/ 26 July 2008

The manual for despots

Robert Gabriel Mugabe and Morgan Richard Tsvangirai held hands. Mugabe tried to lift Tsvangirai’s hand above the shoulder, to join it in his in a triumphant double fist, a gesture reminiscent of the moment he held up Joshua Nkomo’s hand and with that gesture killed opposition politics in Zimbabwe for a long 12 years.

Tsvangirai may also have had Joshua Nkomo in mind, at that moment, because he seemed to resist this, his hand remained just below shoulder level, and Mugabe had to be content with a sideways shake and a toothy grin. Mugabe grinned. Tsvangirai grinned. Arthur Guseni Oliver Mutambara grinned. Thabo Mvuyelwa Mbeki grinned. They all grinned and were happy together.

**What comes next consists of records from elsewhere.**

PR #701, opened 2024-01-02
Adding ability to restrict allowed characters in an asset id and allowing `(` and `)`

### LINKED ISSUE #323: Handle '(' and ')' characters in asset identifiers
AssetId's that contain either `(` or `)` characters are not currently supported as they result in an ingestion error when passed to [`appetiser`](https://github.com/dlcs/appetiser) for derivative generation. This is due to how `appetiser` launches a subprocess to run `kdu_compress`. This will require a fix implemented in `appetiser` to escape or quote `(` + `)`. 

We also need to consider other areas in the DLCS where this may cause issues:
* On orchestration
* When generating URL to pass to downstream server
* Any others?

It may be easier to rewrite on the way in + out so that the only place `(` and `)` are handled is at the boundary of the system (e.g. in `id` values on info.json).

### LINKED ISSUE #340: Enforce restrictions on Asset IDs
Currently these are any string (although see https://github.com/dlcs/protagonist/issues/323)

But we would prefer them to not be susceptible to corruption through escaping when they appear in URLs.

This is related to https://github.com/wellcomecollection/docs/pull/30

The DLCS needs to enforce rules and reject asset IDs that break them - but how restrictive do we want to be? As restrictive as archivematica rules mentioned in that RFC?

And what do we do about existing non-compliant assets?

JackLewis-digirati:
Resolves #340 
Resolves #323

This pull request adds in the ability to restrict the characters allowed in an asset id.  It does this by adding a set of 2 new settings:

```
"RestrictedAssetIdCharacters": "\\ "
"DisableStrictAssetIdChecks": true
```

`RestrictedAssetIdCharacters` is a series of characters that are not allowed within an asset id

`DisableStrictAssetIdChecks`  sets whether the check for strict asset ids is disabled.  As such, this check is *enabled* by default

Additionally, this pull request enables `(` and `)` characters to be used in the image id which would previously cause appetiser to fail.  It manages this by replacing these characters with an alternative.  By default this is an underscore, but can be set to a specific string via settings to be able to reduce the possibility of collisions

### DIFF
--- a/src/protagonist/API/Features/Image/ImageController.cs
+++ b/src/protagonist/API/Features/Image/ImageController.cs
@@ -99,9 +99,12 @@ public class ImageController : HydraController
         {
             hydraAsset = LegacyModeConverter.VerifyAndConvertToModernFormat(hydraAsset);
         }
-        
-        hydraAsset.ModelId = imageId;
 
+        if (hydraAsset.ModelId == null)
+        {
+            hydraAsset.ModelId = imageId;
+        }
+        
         var validationResult = await validator.ValidateAsync(hydraAsset, cancellationToken);
         if (!validationResult.IsValid)
         {
--- a/src/protagonist/API/Features/Image/ImageController.cs
+++ b/src/protagonist/API/Features/Image/ImageController.cs
@@ -66,7 +66,7 @@ public class ImageController : HydraController
     /// <param name="hydraAsset">The body of the request contains the Asset in Hydra JSON-LD form (Image class)</param>
     /// <returns>The created or updated Hydra Image object for the Asset</returns>
     /// <remarks>
-    /// Sample requests:
+    /// Sample request:
     ///
     ///     PUT: /customers/1/spaces/1/images/my-image
     ///     {
@@ -75,13 +75,6 @@ public class ImageController : HydraController
     ///         "origin": "https://example.text/.../image.jpeg",
     ///         "mediaType": "image/jpeg",
     ///         "string1": "my-metadata"
-    ///     }
-    ///
-    ///     PUT: /customers/1/spaces/1/images/my-image
-    ///     {
-    ///         "@type":"Image",
-    ///         "family": "I",
-    ///         "file": "/9j/4AAQSkZJRgABAQAAAQABAAD/2wBDAAM...."
     ///     }
     /// </remarks>
     [ProducesResponseType((int)HttpStatusCode.OK, Type = typeof(DLCS.HydraModel.Image))]
@@ -107,6 +100,8 @@ public class ImageController : HydraController
             hydraAsset = LegacyModeConverter.VerifyAndConvertToModernFormat(hydraAsset);
         }
         
+        hydraAsset.ModelId = imageId;
+
         var validationResult = await validator.ValidateAsync(hydraAsset, cancellationToken);
         if (!validationResult.IsValid)
         {
@@ -212,9 +207,8 @@ public class ImageController : HydraController
     }
 
     /// <summary>
-    /// <para>Ingest specified file bytes to DLCS.
-    /// "File" property should be base64 encoded image.</para>
-    /// <para>This route is now deprecated. <see cref="PutImage"/> should be used instead.</para>
+    /// Ingest specified file bytes to DLCS. Only "I" family assets are accepted.
+    /// "File" property should be base64 encoded image. 
     /// </summary>
     /// <remarks>
     /// Sample request:
@@ -242,7 +236,8 @@ public class ImageController : HydraController
             "Warning: POST /customers/{CustomerId}/spaces/{SpaceId}/images/{ImageId} was called. This route is deprecated.",
             customerId, spaceId, imageId);
         
-        return await PutImage(customerId, spaceId, imageId, hydraAsset, validator, cancellationToken);
+
+        return await PutOrPatchAsset(customerId, spaceId, imageId, hydraAsset, cancellationToken);
     }
 
     /// <summary>
--- a/src/protagonist/API/Features/Image/ImageController.cs
+++ b/src/protagonist/API/Features/Image/ImageController.cs
@@ -235,6 +235,7 @@ public class ImageController : HydraController
         [FromServices] HydraImageValidator validator,
         CancellationToken cancellationToken)
     {
+
         logger.LogWarning(
             "Warning: POST /customers/{CustomerId}/spaces/{SpaceId}/images/{ImageId} was called. This route is deprecated.",
             customerId, spaceId, imageId);
--- a/src/protagonist/API/Features/Image/ImageController.cs
+++ b/src/protagonist/API/Features/Image/ImageController.cs
@@ -241,7 +241,7 @@ public class ImageController : HydraController
             customerId, spaceId, imageId);
         
 
-        return await PutOrPatchAsset(customerId, spaceId, imageId, hydraAsset, cancellationToken);
+        return await PutImage(customerId, spaceId, imageId, hydraAsset, validator, cancellationToken);
     }
 
     /// <summary>
--- a/src/protagonist/API/Features/Image/Validation/HydraImageValidator.cs
+++ b/src/protagonist/API/Features/Image/Validation/HydraImageValidator.cs
@@ -35,7 +35,14 @@ public class HydraImageValidator : AbstractValidator<DLCS.HydraModel.Image>
         RuleFor(a => a.DeliveryChannels).Must(d => d.IsNullOrEmpty())
             .When(_ => !apiSettings.Value.DeliveryChannelsEnabled)
             .WithMessage("Delivery channels are disabled");
-        
+
+        if (!apiSettings.Value.DisableStrictAssetIdChecks)
+        {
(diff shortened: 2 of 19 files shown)


src/protagonist/API/Features/Image/ImageController.cs
```diff
@@ -93,12 +93,13 @@ public async Task<IActionResult> GetImage(int customerId, int spaceId, string im
             hydraAsset = LegacyModeConverter.VerifyAndConvertToModernFormat(hydraAsset);
         }
         
+        hydraAsset.ModelId = imageId;
```
donaldgray, line 96: Should this happen prior to `VerifyAndConvertToModernFormat` as that method could change `hydraAsset.ModelId`?

src/protagonist/API/Features/Image/Validation/HydraImageValidator.cs
```diff
@@ -36,7 +36,11 @@ public HydraImageValidator(IOptions<ApiSettings> apiSettings)
             .When(_ => !apiSettings.Value.DeliveryChannelsEnabled)
             .WithMessage("Delivery channels are disabled");
         
-        RuleForEach(a => a.DeliveryChannels)
+        RuleFor(a => a.ModelId).Must(id => id.IndexOfAny(apiSettings.Value.RestrictedAssetIdCharacters.ToCharArray()) == -1)
+            .When(asset => !asset.ModelId.IsNullOrEmpty())
+            .WithMessage("Asset id contains a restricted character");
```
donaldgray, line 41: Restricted characters should be included in the exception message to help the caller resolve the issue

src/protagonist/API/Features/Image/Validation/HydraImageValidator.cs
```diff
@@ -36,7 +36,11 @@ public HydraImageValidator(IOptions<ApiSettings> apiSettings)
             .When(_ => !apiSettings.Value.DeliveryChannelsEnabled)
             .WithMessage("Delivery channels are disabled");
         
-        RuleForEach(a => a.DeliveryChannels)
+        RuleFor(a => a.ModelId).Must(id => id.IndexOfAny(apiSettings.Value.RestrictedAssetIdCharacters.ToCharArray()) == -1)
```
donaldgray, line 39: Is it worth storing `RestrictedAssetIdCharacters` as a `char[]` if it's going to be converted to that for each check?

src/protagonist/Engine.Tests/Ingest/Image/Appetiser/AppetiserClientTests.cs
```diff
@@ -78,6 +78,21 @@ public async Task ProcessImage_CreatesAndRemovesRequiredDirectories()
         A.CallTo(() => fileSystem.CreateDirectory(A<string>._)).MustHaveHappenedTwiceExactly();
         A.CallTo(() => fileSystem.DeleteDirectory(A<string>._, true, true)).MustHaveHappenedTwiceExactly();
     }
+    
+    [Fact]
+    public async Task ProcessImage_UpdatesContextBasedOnImageIdWithBrackets()
```
donaldgray, line 83: Is `UpdatesContext` correct? Or is the change where the file is saved?

src/protagonist/Engine/Ingest/Image/Appetiser/AppetiserClient.cs
```diff
@@ -183,11 +186,11 @@ private static void UpdateImageDimensions(Asset asset, AppetiserResponseModel re
         asset.Width = responseModel.Width;
     }
 
-    private async Task ProcessOriginImage(IngestionContext context, ImageProcessorFlags processorFlags)
+    private async Task ProcessOriginImage(IngestionContext context, ImageProcessorFlags processorFlags, AssetId modifiedAssetId)
```
donaldgray, line 189: I don't think we want to change the key in S3 if it contains a bracket character - or if we do it should happen when all S3 keys are generated (ie in `IStorageKeyGenerator` impl), rather than just in `AppetiserClient`.

As-is we could end up with S3 keys that are inconsistent for the same object. If I create `9/9/test(1)` then in S3 we could end up with:
* `thumbs-bucket/9/9/test(1)/s.json` - s.json for thumbns
* `thumbs-bucket/9/9/test(1)/100.jpg` - a 100px thumb
* `storage-bucket/9/9/test(1)/cantaloupe/v3/info.json` - cached info.json
* `storage-bucket/9/9/test_1_` - derivative jp2 for use by image-server
* `storage-bucket/9/9/test(1)/original` - source image for use by image-server (if `use-original`)

The root issue is how linux handles `(` and `)` in filenames - we can either escape/replace these when writing to disk or update where they are stored in S3. cc @tomcrane for thoughts

src/protagonist/Engine/Ingest/Image/ImageIngestionHelpers.cs
```diff
@@ -15,7 +16,9 @@ public static string GetSourceFolder(Asset asset, EngineSettings engineSettings)
         var root = imageIngest.GetRoot();
             
         // source is the main folder for storing downloaded image
-        var assetId = asset.Id;
+        var assetId = new AssetId(asset.Id.Customer, asset.Id.Space,
+            asset.Id.Asset.Replace("(", imageIngest.OpenBracketReplacement)
+                .Replace(")", imageIngest.CloseBracketReplacement));;
```
donaldgray, line 21: `;;`

src/protagonist/Engine/Ingest/Persistence/AssetToDisk.cs
```diff
@@ -90,8 +90,8 @@ public class AssetToDisk : AssetMoverBase, IAssetToDisk
     {
         TrySetContentTypeForBinary(originResponse, asset);
         var extension = GetFileExtension(originResponse);
-        
-        var targetPath = $"{Path.Join(destinationTemplate, asset.Id.Asset)}.{extension}";
+
+        var targetPath = $"{Path.Join(destinationTemplate, asset.Id.Asset.Replace('(', '_').Replace(')', '_'))}.{extension}";
```
donaldgray, line 94: Should this logic be the same as other places (where `OpenBracketReplacement` and `CloseBracketReplacement` are used, rather than hardcoded underscore).

donaldgray (changes requested):
This doesn't appear to meet the criteria on #340.

> Configuration includes a string that contains the permitted characters

This has a configuration that stores restricted characters

> and also a flag to enable:
     no restrictions
     restriction for new assets but allow updates of existing
     fail for updates too

This has a single boolean flag to enable/disable and doesn't appear to differentiate creation/update

src/protagonist/API/Features/Image/ImageController.cs
JackLewis-digirati: hrm, I think the issue is that the model id holds the value needed to do validation checks, but it's not filled out until `PutOrPatchAsset`, which happens after validation.  However, looking at `VerifyAndConvertToModernFormat ` it sets the value based on a couple of fields.  Given this would it be better to have it after `VerifyAndConvertToModernFormat `, but also use a null check?

src/protagonist/Engine/Ingest/Image/Appetiser/AppetiserClient.cs
tomcrane: I agree that the names in S3 should always be consistent.
Asset identifiers, with this restriction, will always contain S3-key-safe characters. It's only when a file gets moved to a Unix filesystem for use by an image server that we have an issue, is that right?

Orchestrator does this - but does Cantaloupe also do it (if we configured it) for its own local disk cache? may be worth seeing what Cantaloupe does in that scenario.

Is it the case that `(` and `)` are the only chars we'd want in our whitelist that the filesystem doesn't like? if so we could have a special escape sequence for them `__open_p__` `__close_p__` or something.

We have a lot of identifiers in Wellcome that contain invalid chars - but they won't be images that need orchestrating - they'll be MP3s and similar.

donaldgray: > It's only when a file gets moved to a Unix filesystem for use by an image server that we have an issue, is that right?

The original issue was when file moved to unix filesystem for use by appetiser, rather than image-server. Orchestrator doesn't change or escape characters when copying to scratch disk so we may run into the issue on Orchestration too - will need to test to verify.

src/protagonist/Engine/Ingest/Image/Appetiser/AppetiserClient.cs
```diff
@@ -150,22 +153,22 @@ private string GetJP2FilePath(AssetId assetId, bool forImageProcessor)
...
             root: imageProcessorRoot);
 
-        unixPath += $"/{context.Asset.Id.Asset}.{extension}";
+        unixPath += $"/{modifiedAssetId.Asset}.{extension}";
         return unixPath;
     }
 
     private async Task ProcessResponse(IngestionContext context, AppetiserResponseModel responseModel, 
-        ImageProcessorFlags processorFlags)
+        ImageProcessorFlags processorFlags, AssetId modifiedAssetId)
```
donaldgray, line 171: `AssetId modifiedAssetId` is unnecessary here as it's not used.

donaldgray (approved):
Approved - just need to delete unused param

griffri (approved):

It is surreal, this orgy of grinning, this sudden, blinding flashing of teeth: barely a month ago the pictures of torture camps filled television and computer screens, photographs of burnt bodies illustrated the stories of horror from Zimbabwe. Seared on the minds of millions were the story of the death of Abigail Chiroto, killed in an arson attack, and the haunting image of Joshua Bakacheza, diminished and fragile in his death, just two of the victims that made the front-page news of just about any newspaper that gave prominence to Zimbabwe. Tsvangirai was warning the world about genocide in Zimbabwe. Barely a month later he is sitting down to talk with the genocidaire-in-chief.

Such is the fluid world of high politics.

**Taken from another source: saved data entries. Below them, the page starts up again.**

PR #704, opened 2024-01-05
Improving error reporting from appetiser

### LINKED ISSUE #637: Return an informative error message when ingesting an asset fails
The API currently returns an error containing the message `Engine was not able to process this asset` when ingesting an asset fails. This should be changed to something more helpful to the user - e.g, "Unsupported file type" if the file type of the asset is unknown.

JackLewis-digirati:
Resolves #637 
linked to [appetiser](https://github.com/dlcs/appetiser/pull/20)

This pull request updates the application to provide improved logging of errors that come from appetiser

### DIFF
--- a/src/protagonist/Engine.Tests/Ingest/Image/Appetiser/AppetiserClientTests.cs
+++ b/src/protagonist/Engine.Tests/Ingest/Image/Appetiser/AppetiserClientTests.cs
@@ -83,7 +83,18 @@ public class AppetiserClientTests
     public async Task ProcessImage_False_IfImageProcessorCallFails()
     {
         // Arrange
-        httpHandler.SetResponse(new HttpResponseMessage(HttpStatusCode.InternalServerError));
+        // Arrange
+        var imageProcessorResponse = new AppetiserResponseErrorModel()
+        {
+            Message = "error",
+            Status = "some status"
+        };
+
+        var response = httpHandler.GetResponseMessage(JsonSerializer.Serialize(imageProcessorResponse, Settings),
+            HttpStatusCode.InternalServerError);
+        response.Content.Headers.ContentType = new MediaTypeHeaderValue("application/json");
+        
+        httpHandler.SetResponse(response);
         var context = GetIngestionContext();
 
         // Act
@@ -93,6 +104,7 @@ public class AppetiserClientTests
         httpHandler.CallsMade.Should().ContainSingle(s => s == "http://image-processor/convert");
         result.Should().BeFalse();
         context.Asset.Should().NotBeNull();
+        context.Asset.Error.Should().Be("Appetiser Error: error");
     }
 
     [Theory]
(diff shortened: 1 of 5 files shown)


src/protagonist/Engine.Tests/Ingest/Image/Appetiser/AppetiserClientTests.cs
```diff
@@ -83,7 +83,18 @@ public async Task ProcessImage_CreatesAndRemovesRequiredDirectories()
     public async Task ProcessImage_False_IfImageProcessorCallFails()
     {
         // Arrange
-        httpHandler.SetResponse(new HttpResponseMessage(HttpStatusCode.InternalServerError));
+        // Arrange
```
donaldgray, line 86: Duplicate comment

src/protagonist/Engine/Ingest/Image/Appetiser/Models/AppetiserResponse.cs
```diff
@@ -0,0 +1,6 @@
+﻿namespace Engine.Ingest.Image.Appetiser;
+
+public class AppetiserResponse
+{
+    public ResponseType ResponseType { get; init; }
```
donaldgray, line 5: This field doesn't appear to be used - can it be removed?

src/protagonist/Engine/Ingest/Image/Appetiser/AppetiserClient.cs
```diff
@@ -102,10 +113,19 @@ public async Task<bool> ProcessImage(IngestionContext context)
...
         // TODO - it's possible to get a 200 when appetiser doesn't do anything, e.g. body not understood
-        var responseModel = await response.Content.ReadFromJsonAsync<AppetiserResponseModel>();
+        AppetiserResponse? responseModel = null;
+        
+        if (response.IsSuccessStatusCode)
```
donaldgray, line 120: Is this guaranteed to be an indicator of the shape of message returned (thinking of the `// TODO - it's possible to get a 200 when appetiser doesn't do anything, e.g. body not understood` comment)? And if it is guaranteed to work does it depend on a specific version of Appetiser being available? 

Would it be better to look at the contents of the response message (and avoid a lock step deployment)

src/protagonist/Engine/Ingest/Image/Appetiser/Models/AppetiserResponse.cs
JackLewis-digirati: I can remove this field, but this was an attempt to avoid a marker interface - essentially I was choosing which was less bad

src/protagonist/Engine/Ingest/Image/Appetiser/AppetiserClient.cs
JackLewis-digirati: I could do a check on the image id, and if it get's null, try deserializing to the error format?

For the specific version of appetiser, I need to do some testing, but I think this will work with currently deployed versions of appetiser.  However, the error would be essentially junk (it would always say `500 Internal Server Error: The server encountered an internal error and was unable to complete your request. Either the server is overloaded or there is an error in the application.`)

donaldgray (approved):

griffri (approved):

Like Kenya before it, Zimbabwe is to be another example of a new model of African elections. Losing an election, it seems, does not actually mean you have to give up the seat of office. The example of Zimbabwe should be particularly encouraging to Eduardo Dos Santos in Angola and Paul Biya in Cameroon, two incumbent leaders whose countries are next on the elections radar.

This is the lesson of Zimbabwe: if you are the incumbent and it looks like you are on your way out, for God’s sake do not panic, just hang in there; beat the living daylights out of some of your people, just because you can, and the poorer they are the better; imprison those who would dare to oppose you, torture them, and if they are women, throw in a little spot of rape; kill them in horrible ways and burn their bodies and dump them in shallow graves, or no graves, as you please; in a word, intimidate your way back to power and, bingo, the African Union will very nicely ask you to accommodate your opponents in a government of national unity.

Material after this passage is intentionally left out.